The most amazing thing I did last week
Until last week, I had never given blood. I'm slightly embarrassed to admit this, as, like most people, I like to think of myself as a person who who helps other people when I can. Shamefully, I didn't even know what blood type I was. So why hadn't I done so already? Why was I all talk and no action? What had stopped me?
It wasn't that I actively didn't want to. I did. Neither was it because I didn't think I needed to. Everyone knows there's a constant need for regular donors. Neither was "not having the time" a real excuse. If we can find time to recycle packaging to reduce landfill, we can find time to save the life of an actual flesh and blood person. Thousands of us magically "found the time" in our "busy lives" to watch three series of The Wire and the occasional Big Brother. And Avatar. And Primeval for crissakes. Likewise, putting it down to "not knowing how" to is no excuse either. In fact, given the existence of the internet, "not knowing how" to do anything has become a redundant excuse. A friend of mine installed his own central heating based on instructions found online. If you want to do something enough, whether it's learn a language, fit a carpet or skin a rabbit, the information is there if you want it. The age of not knowing something is over.

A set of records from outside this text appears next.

PR #5062, opened 2020-11-25
Dynamically link FriBiDi instead of Raqm

nulano:
This is likely to fix issues #3066 and #4225. 

Includes Raqm and a FriBiDi shim in `src/thirdparty`. Raqm is modified to use the shim ~~and for compatibility with C89~~ (edit: reverted because Raqm is no longer built by default).

I've checked that Raqm/FriBiDi/HarfBuzz are being loaded correctly in all of the Windows, Ubuntu, and Docker GHA jobs.
~~I'm not sure what is missing to get HarfBuzz detected on macOS~~ edit: merging master fixed this somehow. ~~Travis is failing to compile Raqm because it has HarfBuzz 1.0.1 which is too old~~ edit: disabled dynamic loading by default.

Is this the way forward to resolving the Raqm/FreeType crashes? I haven't tried building wheels to see if the issues are actually resolved.

This effectively removes dynamic loading as the default option. It now needs to be explicitly enabled with `--vendor-raqm --vendor-fribidi`, e.g. when building wheels. A side effect of these changes is that Windows users now need `fribidi.dll` instead of `libraqm.dll`.

~~TODO:~~
* ~~I intended to add a detailed message for which Raqm version is selected in `setup.py`.~~
* ~~PR in pillow-wheels adding HarfBuzz and enabling dynamic linking.~~ https://github.com/python-pillow/pillow-wheels/pull/181

PR #6165, opened 2022-03-31
Fix loading FriBiDi on Alpine

nulano:
Testing https://github.com/python-pillow/pillow-wheels/pull/271, I find the tests pass, but Raqm is not enabled even when I install FriBiDi.

On Alpine, fribidi is at `/usr/lib/libfribidi.so.0`, and I can see the second `dlopen` call succeeds when using `strace`. However, the shim is still rejecting the SO. This is because the `dlerror` call returns the error for the first `dlopen` call.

So, with the information easily gained, I arranged a time and did it. I work in a city, and the blood donation centre is a 10 minute walk from the office I work in. It's open 6 days a week - with late night opening - and, contrary to my misguided notion that you need to book an appointment, there's no arranging involved - you just turn up and get on with it. You're in and out within an hour. The first thing that struck me is how busy it is. There were around eight of us, mainly in our 20s and 30s, in the waiting area being called though to the donation zone when a space become free. Most were groups of two or three friends. Much like visiting the deli counter in Sainsburys, or collecting goods from Argos, you grab a numbered ticket and wait for your call, except that the staff at the blood clinic look a lot happier to see you.
As a first time donor, there's a questionnaire, both to ensure you're in good health to donate, and that you're not likely to have malaria or other blood-transmitted diseases, and a pinprick test to measure your iron-levels and identify your blood-type. After this, you go though to one of the 10 or so 'donation stations' - basically reclining chairs - lined up near to each other. The staff set you up with the necessary needle and tube work, which is painless, and then you have a 10-minute rest whilst you give your pint. You can chat with the staff, or the friends you are with, throughout if you wish, or just enjoy a bit of peace and quiet. Many of the people there during my visit on a Wednesday afternoon were there with friends from work or university. Ten minutes later, you're done, and you go though to the cafe for the famed cup of tea and a biscuit. Let me tell you right way that the quality of the biscuits on offer here is excellent - not a supermarket own brand multipack in sight - suffice to say, there's even a Tunnock's Tea Cake on offer. It's also true that there's nothing quite like the taste of something you've earned.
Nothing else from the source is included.